The Bush administration today sent conflicting signals about the taunting and baiting that accompanied Saddam Hussein’s execution as the White House did not join criticism of the former Iraqi president’s hanging and the state department and US military raised questions about it.
“The president is focused on the new way forward in Iraq, so these issues are best addressed out of Iraq, out of Baghdad,” deputy White House press secretary Scott Stanzel said.
“Prime Minister Maliki’s staff have already expressed their disappointment in the filmings, so I guess we’ll leave it at that.”
Stanzel said the US military and the US Embassy in Iraq had expressed misgivings about the timing of Saddam’s execution and later about “the process and what took place”.
State department spokesman Sean McCormack said US officials questioned carrying out the execution on a Muslim festival day and some procedures that were followed, such as who would sign certain documents.
He said Iraqis had raised questions about “comments made by people in the room” during the final minutes before the execution and are conducting an investigation into tape made on a mobile phone that got out and was broadcast worldwide.
“Clearly they didn’t approve of that,” McCormack said.
Iraqi state television broadcast an official video of Saturday’s execution. The video had no audio and never showed Saddam’s actual death.
A mobile-phone video was leaked, however, and showed the deposed leader being jeered in his final moments, with witnesses shouting “Go to hell” before he dropped through the gallows floor and died.
The unruly scene was broadcast on Al-Jazeera television and was posted on the internet, prompting worldwide outcry and big protests among Iraq’s minority Sunnis, who lost their preferential status when Saddam was ousted in the US-led invasion of March 2003.
Britain’s deputy prime minister John Prescott called the leaked images “unacceptable” and the Vatican decrying the footage as a “spectacle” that violated human rights.
In Baghdad, Major General William Caldwell, the US military spokesman, said Saddam’s execution would have gone differently had US officials and not Iraqis had orchestrated it.
“Would we have done things differently? Yes, we would have, but that’s not our decision. That’s the government of Iraq’s decision,” Caldwell said.
He said the United States had nothing to do with the facility where the execution took place.
“We were not involved in any searches of any people. We had nobody present,” Caldwell said.
“We did not dictate any requirements that had to be followed. This was a government of Iraq decision on how that whole process went down.”
The White House, while declining to characterise Bush’s reaction to taunting, worked to shift the focus of the debate onto the execution of Hussein, not how it took place.
“The most important thing to keep in mind: this is a guy who killed hundreds of thousands of people and received justice,” White House press secretary Tony Snow said. “He got justice.”
The conduct of the execution has brought international criticism. Mr Prescott said the manner in which Saddam was executed was “quite deplorable”. The Vatican added its outrage and allegation of a human rights violation.

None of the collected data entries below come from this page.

PR #210, opened 2019-12-03
[Makefile][Readme] Add argument to `make training`

ayushkovskiy:
Example:
```
$ make train  # runs job training-project-name-base
$ make kill-train   # kills job training-project-name-base
$ make train  RUN=second   # runs job training-project-name-second
$ make kill-train  RUN=second  # kills job training-project-name-second
$ export RUN=3
$ make train   # runs job training-project-name-3
$ make kill-train   # kills job training-project-name-3
$ make kill-train-all
```
All training job names are dumped to `./.train_jobs` and this file is used by `make kill-train-all`


{{cookiecutter.project_slug}}/Makefile
```diff
@@ -116,10 +116,12 @@ clean: clean-code clean-data clean-notebooks
 
 ##### JOBS #####
 
+EXPERIMENT?=0
```
atselousov: Wouldn't it be more useful to name the default train project for example `base`, i.e. set `EXPERIMENT=base`? Meaningful names help to figure out what each job does if you start a lot of them. For me, it's not clear that `$(TRAINING_JOB)-0` means.

Maybe, it has sense to add this postfix to other jobs which require `gpu` resources (e.g. `jupyter`).

It also would be a good idea to describe this functional and how to modify your own commands in `README` file of an inited project.

ayushkovskiy: Sure, thank you!

Also, thanks for pointing out on the documentation, I totally forgot about it...

ayushkovskiy: cool idea, thanks!

ayushkovskiy: fixed

{{cookiecutter.project_slug}}/README.md
```diff
@@ -91,11 +91,34 @@ When jobs with HTTP interface are executed (for example, with Jupyter Notebooks
...
+TRAINING_COMMAND="python /path/to/script.py"
+```
+And then, just run `make training`
+
+
+You can also run multiple training experiments simultaneously. For that, set up `EXPERIMENT` environment variable:
+```
+make training  EXPERIMENT=check-new-idea
+```
+Please note that this label becomes a postfix of the job name, which may contain only alphanumeric characters
```
atselousov: Please, add information on how to kill a job with postfix in a name. It's unclear now that you need to use the same postfix to kill a training job.

ayushkovskiy: right! thank you!

ayushkovskiy: fixed

{{cookiecutter.project_slug}}/Makefile
```diff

Prime Minister Nouri Maliki ordered his interior ministry yesterday to investigate who made the video and how it reached television and websites for public viewing.
An adviser, speaking on condition of anonymity, said the person believed to have recorded the execution on a mobile-phone camera was arrested today.

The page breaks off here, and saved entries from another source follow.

PR #214, opened 2019-12-05
[Makefile] Rename `make ps` -> `make list-jobs`

ayushkovskiy:
for a regular user, `ps` means nothing. Moreover, `make ps` makes no sense if it runs only `neuro ps`. When renamed, it makes more sense.

### DIFF
--- a/{{cookiecutter.project_slug}}/Makefile
+++ b/{{cookiecutter.project_slug}}/Makefile
@@ -203,6 +203,6 @@ lint:  ### Run static code analysis locally
 
 ##### MISC #####
 
-.PHONY: ps
-ps:  ### List all running and pending jobs
+.PHONY: list-jobs
+list-jobs  ### List all running and pending jobs
 	$(NEURO) ps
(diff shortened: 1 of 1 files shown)


AlekseySh:
probably we have to grep only jobs related to this project?
and better name is `make list-project-jobs`

ayushkovskiy:
> and better name is make list-project-jobs

I think this name is too long, since everything in Template relates to the project, let's drop this word.

ayushkovskiy:
@mariyadavydova @AlekseySh 

Added grep, please re-review

ayushkovskiy:
note, `grep` may be not available on Windows

{{cookiecutter.project_slug}}/Makefile
```diff
@@ -203,6 +203,6 @@ lint:  ### Run static code analysis locally
 
 ##### MISC #####
 
-.PHONY: ps
-ps:  ### List all running and pending jobs
-	$(NEURO) ps
+.PHONY: list-jobs
+list-jobs:  ### List all running and pending jobs submitted in current project
+	$(NEURO) ps | grep $(PROJECT_POSTFIX) || true
```
ayushkovskiy: What if there's another job with the same name but from another project?..

ayushkovskiy:
Closing as `| grep "-$(PROJECT_POSTFIX)"` might include a non-project job if its `neuro-ps` output contains `-$(PROJECT_POSTFIX)`. Let's keep it simple for now.

PR #237, opened 2019-12-07
[Makefile][Template] Add config directory

ayushkovskiy:
a separate mount is needed to store secrets there


ayushkovskiy:
thank you @mariyadavydova , your comments fixed!

Issue #211, opened 2019-12-04
Integrate with google cloud storage


ayushkovskiy:
see https://github.com/neuromation/platform-web/pull/119

ayushkovskiy:
done

PR #243, opened 2019-12-10
[Makefile] Google Cloud SDK integration: full automation

ayushkovskiy:
Implements instructions from https://github.com/neuromation/platform-web/pull/119

The main idea of `make gcloud-setup` is not to perform any change via `gcloud` or `gsutil`, but only to check the configuration automatically and to suggest user command to fix. Once it succeeds, the secret file and env var configuration files are stored to the `./config/` directory. Then, once the job started, if the secret file exists, `gcloud auth` will be called.

Idea for future: perform encryption of secret files stored in `./config` so that shared jobs don't reveal secret tokens.

TODO: Some tests will be implemented once the Makefile is reviewed.

### DIFF
--- a/{{cookiecutter.project_slug}}/Makefile
+++ b/{{cookiecutter.project_slug}}/Makefile
@@ -54,7 +54,7 @@ LOCAL_PORT?=2211
 GCP_SECRET_FILE?=neuro-job-key.json
 GCP_PROJECT_ID?=
 GCP_SERVICE_ACCOUNT_NAME?=
-GCP_BUCKET_NAME?=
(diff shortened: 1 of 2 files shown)


astaff:
Thank you. Let's keep it open for now as this seems to be out of scope for the current release. It was not clear from the description of #211 what it look like from the user's standpoint and why are we choosing to  wrap gsutil in Maketargets and what other options have been considered. We will get back to this in the next release as an improvement to the documentation based on the feedback.

ayushkovskiy:
Will get back to it later.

Some 2,500 people today commemorated Saddam Hussein and condemned his execution at Jordan’s largest pro-Saddam rally since the deposed leader was hanged on Saturday.

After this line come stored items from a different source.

PR #287, opened 2019-12-20
[Template] Add dependencies mypy+isort+black+flake

ayushkovskiy:
Closes https://github.com/neuromation/cookiecutter-neuro-project/issues/283

Before, `tqdm` in `requirements.txt` was just an example. 
1. We'll install it to the base image
2. No tests rely on it.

Participants called Iraqi Shiite leader Muqtada al-Sadr “ignoble” and chanted “Muqtada, you are without an identity” and “We will crush your head with our boots” at the gathering called by Jordan’s professional associations and opposition parties.
Jordan is home to a large Iraqi exile community that includes two of Saddam’s daughters, but most of the attendees were Jordanian.
Tayseer al-Homsi, secretary-general of Jordan’s branch of Saddam’s Baath party, condemned Saddam’s execution in his speech to the emotional crowd.
“The evil American administration, which already assassinated Iraq, before it assassinated its legitimate president, has put its interests in the region in the circle of danger,” al-Homsi said.
“Avenging Iraq and its martyred president has become a popular and Arab demand from the (Atlantic) Ocean to the Gulf,” said al-Homsi, who was interrupted by angry slogans against the United States, the Iraqi government and Iran.